As I'm now in my fourth decade of memo writing, I'm sometimes tempted to conclude I should quit, because I've covered all the relevant topics. Then a new idea for a memo pops up, delivering a pleasant surprise. My January 2021 memo Something of Value , which chronicled the time I spent in 2020 living and discussing investing with my son Andrew, recounted a semi-real conversation in which we briefly discussed whether and when to sell appreciated assets. It occurred to me that even though selling is an inescapable part of the investment process, I've never devoted an entire memo to it.

The Basic Idea

Everyone is familiar with the old saw that's supposed to capture investing's basic proposition: "buy low, sell high." It's a hackneyed caricature of the way most people view investing. But few things that are important can be distilled into just four words; thus, "buy low, sell high" is nothing but a starting point for discussion of a very complex process.

Will Rogers, an American film star and humorist of the 1920s and '30s, provided what he may have thought was a more comprehensive roadmap for success in the pursuit of wealth:

Don't gamble; take all your savings and buy some good stock and hold it till it goes up, then sell it.

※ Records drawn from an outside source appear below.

PR #701, opened 2026-05-19
fix: attach exec times to blocks after gloas payload arrives

barnabasbusa:
## Summary

- Exec Time column was empty for every post-gloas slot because the snooper could never match its `engine_newPayloadV5` timings to the corresponding beacon block.
- Root cause: in EIP-7732 the beacon block body no longer carries the execution payload. The body arrives first on its own gossip topic, so `processBlock` runs `addBlockToExecBlockMap` while `blockIndex.ExecutionHash` is still zero, and the zero-hash guard skips it. When the payload later lands via `execution_payload_available`, `setBlockIndex` populates the hash but `addBlockToExecBlockMap` is never called again — the block stays absent from `execBlockMap`, and the snooper's `GetBlocksByExecutionBlockHash` lookup always misses. The exec time gets parked in the 5-minute fallback cache and expires unused.
- Fix: in `processExecutionPayloadAvailableEvent`, once `EnsureExecutionPayload` has populated `ExecutionHash`, call `addBlockToExecBlockMap(block)` so the block becomes findable, and drain any exec times the snooper cached for that hash while the block was missing.
- The drain-from-cache logic is factored out of `processBlock` into `drainCachedExecutionTimes` so both code paths share it.

## Test plan

- [x] Build & vet clean (`go build ./... && go vet ./...`)
- [x] Run a kurtosis devnet with `gloas_fork_epoch: 1` and `snooper_enabled: true`, confirm the Exec Time column populates for slots in epoch 1+ (previously only epoch 0 had values)
- [x] Confirm pre-gloas behaviour unchanged (epoch 0 still shows exec times)
- [x] Verify no regressions in the per-block detail view's exec-time breakdown

### DIFF
--- a/indexer/beacon/client.go
+++ b/indexer/beacon/client.go
@@ -460,31 +460,7 @@ func (c *Client) processBlock(slot phase0.Slot, root phase0.Root, header *phase0
 		c.indexer.blockCache.addBlockToParentMap(block)
 		c.indexer.blockCache.addBlockToExecBlockMap(block)
 
-		// Check for cached execution times and add them to the block
-		blockIndex := block.GetBlockIndex(c.indexer.ctx)
-		if blockIndex != nil && !bytes.Equal(blockIndex.ExecutionHash[:], zeroHash[:]) {
-			executionHash := common.Hash(blockIndex.ExecutionHash)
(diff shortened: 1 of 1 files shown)


barnabasbusa:
Closing in favor of #700

PR #728, opened 2026-06-05
resolve builder names + external links from buildoor inventory

barnabasbusa:
Screenshot 2026-06-05 at 16 29 05

## Summary
- Adds a `BuildoorInventory` service that polls one or more [buildoor](https://github.com/ethpandaops/buildoor) instances, maps builder pubkeys → `{name, url}` via the indexer pubkey cache, and exposes the result to the existing `GetValidatorName(idx | BuilderIndexFlag)` lookup path plus a new `GetBuilderURL(idx)`.
- Two configurations under `frontend:` — `buildoorOverviewUrl` (a multi-instance overview server; dora enumerates via `/api/overview/hosts`) or `buildoorUrls` (an explicit list of per-instance URLs). Both paths converge on `<instance>/api/buildoor/overview`. `buildoorUrls` wins if both are set.
- Plumbs `BuilderURL` through `SlotPageBid`, `SlotPagePayloadHeader`, `SlotsPageDataSlot`, `SlotsFilteredPageDataSlot`, `BlocksPageDataBlock` and the 5 templates that render builders. New `FormatBuilderWithURL` / `FormatBuilderWithIndexAndURL` helpers append a small `fa-external-link-alt` icon next to the name when a URL is known — existing helper signatures are unchanged so validator-context templates that reuse `formatBuilder` aren't touched.

## Caching
The per-instance HTTP fan-out runs only inside `BuildoorInventory.refresh()`, invoked by the background `runUpdaterLoop` on `buildoorRefreshInterval` (default 5m). Page handlers go through `GetValidatorName` / `GetBuilderURL`, which is a mutex-locked map lookup — zero HTTP per page render.

## Example config

```yaml
frontend:
  # one of:
  buildoorOverviewUrl: "https://buildoor.glamsterdam-devnet-5.ethpandaops.io"
  # or:
  buildoorUrls:
    - "https://api-buildoor-prysm-ethrex-1.srv.glamsterdam-devnet-5.ethpandaops.io"
  buildoorRefreshInterval: 5m
```

Devnet wiring lands separately:
- ethereum-package (kurtosis): https://github.com/ethpandaops/ethereum-package/pull/1413
- ansible-collection-general (helm): https://github.com/ethpandaops/ansible-collection-general/pull/542

Visual: the Builder column still links to dora's `/builder/<idx>`. When the inventory resolves a builder, a small external-link icon appears immediately after the name, opening the buildoor instance in a new tab.

## Test plan
- [ ] On glamsterdam-devnet-5: set `buildoorOverviewUrl: "https://buildoor.glamsterdam-devnet-5.ethpandaops.io"`, open a slot with bids, and confirm the Builder column shows the parsed name (e.g. `prysm-ethrex-1`) with an external-link icon that opens `https://api-buildoor-prysm-ethrex-1.srv.glamsterdam-devnet-5.ethpandaops.io`.
- [ ] Same devnet, switch to `buildoorUrls: [<instance1>, <instance2>]` and confirm identical behavior.
- [ ] With no buildoor config set, builder names + URLs are empty; existing templates render unchanged.
- [ ] Watch dora logs for `buildoor inventory refreshed: N resolved, M unresolved` on the configured refresh interval.


services/buildoor.go
```diff
@@ -0,0 +1,272 @@
...
+			continue
+		}
+
+		flaggedIdx, found := b.beaconIndexer.GetValidatorIndexByPubkey(pubkey)
+		if !found {
+			unresolvedCount++
+			continue
+		}
+
+		rawIdx := uint64(flaggedIdx) &^ beacon.BuilderIndexFlag
```
pk910: the builder index is part of the overview response too.
overview.builder_index (gated on overview.is_registered) should be more accurate than relying on the validator set cache (which is delayed by the next epoch boundary)

barnabasbusa:
Good call — fixed in a1c8f5a. Now gates on `is_registered` and uses `overview.builder_index` directly; drops the pubkey decode + indexer cache lookup entirely from the resolve path.

barnabasbusa:
Re: the `GetBuilderURL` flag-mismatch flags — `GetBuilderURL` and `GetValidatorName` look up different namespaces, so they intentionally took different keys:

- `GetValidatorName(idx | BuilderIndexFlag)` is polymorphic across the validator + buildoor namespaces; the flag bit tells ChainService which to consult.
- `GetBuilderURL(rawIdx)` only ever looks at the buildoor namespace, so no flag was needed.

All five `GetBuilderURL` call sites pass the raw index, matching how the inventory stores entries — no actual data loss.

That said, the asymmetric calling convention is a real footgun. Fixed in ec47314 — the lookups now strip the flag internally, so either form works.

Re: the nil-guard on `GetBuilderURL` — it's present at services/buildoor.go:235 (`if b == nil { return "" }`), mirror of the `GetBuilderName` guard you cited.

pk910 (approved):

PR #1386, opened 2022-09-25
feat(science): add more units in en locale

import-brain:


import-brain:
Should I reorder these units to be in alphabetical order?

ST-DDT (approved):
I had to lookup these units, since I haven't used some of them before.
Not sure whether we need any more "exotic" units that this (unless there is an explicit need for a particular unit).

import-brain:
> I had to lookup these units, since I haven't used some of them before.
> 
> Not sure whether we need any more "exotic" units that this (unless there is an explicit need for a particular unit).

These units are all from the Wikipedia page on SI units (should I link that in a comment?). I added some of the SI derived units with special names/symbols so that the definitions contain all SI units.

Shinigami92 (approved):

pkuczynski (approved):

PR #1392, opened 2022-09-26
fix(finance): Update Belarusian Ruble to new version

AdriVanHoudt:
I updated the code and symbol according to wikipedia. 
See https://en.wikipedia.org/wiki/Belarusian_rubel#Third_rubel,_2016%E2%80%93present

### DIFF
--- a/src/locales/en/finance/currency.ts
+++ b/src/locales/en/finance/currency.ts
@@ -88,8 +88,8 @@ export default {
     symbol: 'P',
   },
   'Belarussian Ruble': {
-    code: 'BYR',
-    symbol: 'p.',
+    code: 'BYN',
+    symbol: 'Rbl',
   },
   'Belize Dollar': {
     code: 'BZD',


import-brain (approved):

src/locales/en/finance/currency.ts
```diff
@@ -88,8 +88,8 @@ export default {
     symbol: 'P',
   },
   'Belarussian Ruble': {
```
import-brain, line 90:
```suggestion
  'Belarusian Ruble': {
```
Somewhat unrelated, but shouldn't this be "Belarusian" and not "Belarussian"?

AdriVanHoudt: Jup, you want me to add a commit to fix that or add it to the current commit?

xDivisionByZerox: Please provide an additional PR for that fix so its easier to understand in the commit history (and thus in release notes).

xDivisionByZerox (approved):

src/locales/en/finance/currency.ts
AdriVanHoudt: Done https://github.com/faker-js/faker/pull/1395

ST-DDT (approved):

PR #1393, opened 2022-09-26
fix(finance): update Zambian Kwacha to new version

AdriVanHoudt:
I also added a symbol.
See https://en.wikipedia.org/wiki/Zambian_kwacha

### DIFF
--- a/src/locales/en/finance/currency.ts
+++ b/src/locales/en/finance/currency.ts
@@ -672,8 +672,8 @@ export default {
     symbol: 'N$',
   },
   'Zambian Kwacha': {
-    code: 'ZMK',
-    symbol: '',
+    code: 'ZMW',
+    symbol: 'K',
   },
   'Zimbabwe Dollar': {
     code: 'ZWL',


xDivisionByZerox (approved):

src/locales/en/finance/currency.ts
```diff
@@ -672,8 +672,8 @@ export default {
     symbol: 'N$',
   },
   'Zambian Kwacha': {
-    code: 'ZMK',
-    symbol: '',
+    code: 'ZMW',
+    symbol: 'K',
```
ST-DDT, line 676: Maybe ZK?

AdriVanHoudt: If you look at https://en.wikipedia.org/wiki/Zambian_kwacha#New_Kwacha_(2012_series) it talks about KR being used temporarily and then switching back to K. ZK is not mentioned anywhere so I picked K.
I do see ZK in other unofficial places but then something like https://www.boz.zm/currency-family.htm is also using K.
So not 100% sure 😅

ST-DDT (approved):

import-brain (approved):

PR #1396, opened 2022-09-26
fix(image): properly lock loremflickr.com images

wesen:
https://loremflickr.com requires the lock= parameter to be given
to serve an identical image (at least as long as its cache is not
updated).


ST-DDT (approved):

src/modules/image/index.ts
```diff
@@ -111,7 +111,9 @@ export class ImageModule {
     }
 
     if (randomize) {
-      url += `?${this.faker.datatype.number()}`;
+      url += `?lock=${this.faker.datatype.number()}`;
+    } else {
+      url += `?lock=0`;
```
ST-DDT, line 116: This changes the current behavior. Currently, returning a random picture is intentional.
In the next major version we plan to change the default of randomize to true.

ST-DDT (changes requested):

src/modules/image/index.ts
wesen: does this mean that randomize = false still randomizes the image? I'm sorry if I misunderstood the meaning.

ST-DDT: Yes, `randomize === false` => no `lock` url suffix.

src/modules/image/index.ts
```diff
@@ -39,9 +39,9 @@ export class ImageModule {
    * @param randomize Whether to randomize the image or not. Defaults to `false`.
    *
    * @example
-   * faker.image.image() // 'https://loremflickr.com/640/480/city'
-   * faker.image.image(1234, 2345) // 'https://loremflickr.com/1234/2345/sports'
-   * faker.image.image(1234, 2345, true) // 'https://loremflickr.com/1234/2345/nature?56789'
+   * faker.image.image() // 'https://loremflickr.com/640/480/city?lock=0'
+   * faker.image.image(1234, 2345) // 'https://loremflickr.com/1234/2345/sports?lock=0'
```
ST-DDT, line 43: Please adjust the examples accordingly.

ST-DDT (changes requested):

src/modules/image/index.ts
wesen: Updated!

ST-DDT (approved):

import-brain (approved):

Shinigami92 (approved):

xDivisionByZerox (approved):

PR #1398, opened 2022-09-26
docs: document how to write tests

### LINKED ISSUE #1278: Document the usage of the seeded test (factory)

Currently the usage of the seeded test factory is not documented well.

### Suggested solution

Add a writing tests section to the contributing md and explain the seeded test factory there along with our expectations regarding random seeded tests/junit tests in general.

### Alternative

_No response_

### Additional context

_No response_

ST-DDT:
Fixes #1278


CONTRIBUTING.md
```diff
@@ -45,6 +45,102 @@ pnpm run coverage
 
 You can view a generated code coverage report at `coverage/index.html`.
 
+### Adding tests for new methods/parameters
+
+All methods should have tests for all their parameters.
+
+Usually, they are will be a test case for each of the following scenarios:
```
Shinigami92, line 52: > they are will be

Reads very wrong :thinking:

ST-DDT: Fixed

CONTRIBUTING.md
```diff
@@ -45,6 +45,102 @@ pnpm run coverage
...
+});
+```
+
+You can update the snapshot files by running `pnpm run test -u`.
+
+### Random Seeded Tests
+
+The random seeded tests return a random result in each iteration.
+They are intended to check for edge cases and general result checks.
+The tests will usually use regex or [validator.js](https://github.com/validatorjs/validator.js) check to ensure the method returns valid results.
```
import-brain, line 119:
```suggestion
They are intended to check for edge cases and function as general result checks.
The tests will usually use regex or [validator.js](https://github.com/validatorjs/validator.js) to ensure the method returns valid results.
```

CONTRIBUTING.md
```diff
@@ -45,6 +45,102 @@ pnpm run coverage
...
+- Special cases
+
+We won't test for arguments that don't match the expected types.
+
+Our tests are separated into two parts:
+
+- Fixed Seeded Tests
+- Random Seeded Tests
+
+### Fixed Seeded Tests
```
xDivisionByZerox, line 66: I feel like this should be a subheading in the "testing" section. So like an h4 in this case. Same goes for `### Random Seeded Tests` in ln 115.

CONTRIBUTING.md
```diff
@@ -45,6 +45,102 @@ pnpm run coverage
...
+
+The fixed seeded tests are used to check that the returned results are matching the users expectations.
```
xDivisionByZerox, line 68: It's not only important for expectations but also for deterministic. We have an intern doc that states:
> A minor version should always have the same deterministic. That means for example all 7.0 versions (7.0.0, 7.0.1, etc) will return the same results when using the same seed.

So we should probably add that here:
```suggestion
The fixed seeded tests are used to check that the returned results are matching the users expectations and are deterministic.
```

CONTRIBUTING.md
```diff
@@ -45,6 +45,102 @@ pnpm run coverage
...
+They are intended to check for edge cases and function as general result checks.
+The tests will usually use regex or [validator.js](https://github.com/validatorjs/validator.js) to ensure the method returns valid results.
+
+```ts
+import { describe, expect, it } from 'vitest';
+import { faker } from '../src';
+
+describe('someModule', () => {
+  describe(`random seeded tests for seed ${faker.seed()}`, () => {
+    for (let i = 1; i <= NON_SEEDED_BASED_RUN; i++) {
```
xDivisionByZerox, line 127: Why do we need to repeat these tests? Deterministic is ensured by "Fixed seeded tests". So all this does is artificially bum our test count.

If this has any reason it should probably be explained.

CONTRIBUTING.md
```diff
@@ -45,6 +45,102 @@ pnpm run coverage
...
+});
+```
+
+You can update the snapshot files by running `pnpm run test -u`.
+
+### Random Seeded Tests
+
+The random seeded tests return a random result in each iteration.
+They are intended to check for edge cases and function as general result checks.
+The tests will usually use regex or [validator.js](https://github.com/validatorjs/validator.js) to ensure the method returns valid results.
```
xDivisionByZerox, line 119: I can remember that we wanted to use as less RegExp as possible as it can get pretty fast out of hand and the error messages are not always the best to read. Sure validator.js might use RegExp under the hood as well, but I feel like that's a different thing...

import-brain: Maybe add something like "Please use validator.js before using regex"?

ST-DDT:
```suggestion
The tests will usually use regex or preferably [validator.js](https://github.com/validatorjs/validator.js) to ensure the method returns valid results.
```

CONTRIBUTING.md
ST-DDT:
```suggestion
#### Fixed Seeded Tests
```

CONTRIBUTING.md
```diff
@@ -45,6 +45,102 @@ pnpm run coverage
...
+    t.it('noArgs')
+      .it('with param1', true)
+      .it('with param1 and param2', false, 1337);
+  });
+});
+```
+
+You can update the snapshot files by running `pnpm run test -u`.
+
+### Random Seeded Tests
```
ST-DDT, line 115:
```suggestion
#### Random Seeded Tests
```

CONTRIBUTING.md
```diff
@@ -45,6 +45,102 @@ pnpm run coverage
...
+
+The random seeded tests return a random result in each iteration.
+They are intended to check for edge cases and function as general result checks.
+The tests will usually use regex or [validator.js](https://github.com/validatorjs/validator.js) to ensure the method returns valid results.
+
```
ST-DDT, line 120:
```suggestion
We repeat these tests a few times to reduce the likelihood of flaky tests caused by the various corner cases that the implementation or the relevant locale data might have. The loop can also be used to steeply increase the test count to trigger rare issues.

```

CONTRIBUTING.md
ST-DDT: Done

xDivisionByZerox (approved):

Shinigami92 (approved):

If it don't go up, don't buy it.

The illogicality of his advice makes clear how simplistic this adage – like many others – really is. However, regardless of the details, people may unquestioningly accept that they should sell appreciated investments. But how helpful is that basic concept?

Origins

Much of what I'll write here got its start in a 2015 memo called Liquidity . The hot topic in the investment world at that moment was the concern about a perceived decline in the liquidity provided by the market (when I say "the market," I'm talking specifically about the U.S. stock market, but the statement has broad applicability). This was commonly attributed to a combination of (a) the licking investment banks had taken in the Global Financial Crisis of 2008-09 and (b) the Volcker Rule, which prohibited risky activities such as proprietary trading on the part of systemically important financial institutions. The latter constrained banks' ability to "position" securities, or buy them, when clients wanted to sell.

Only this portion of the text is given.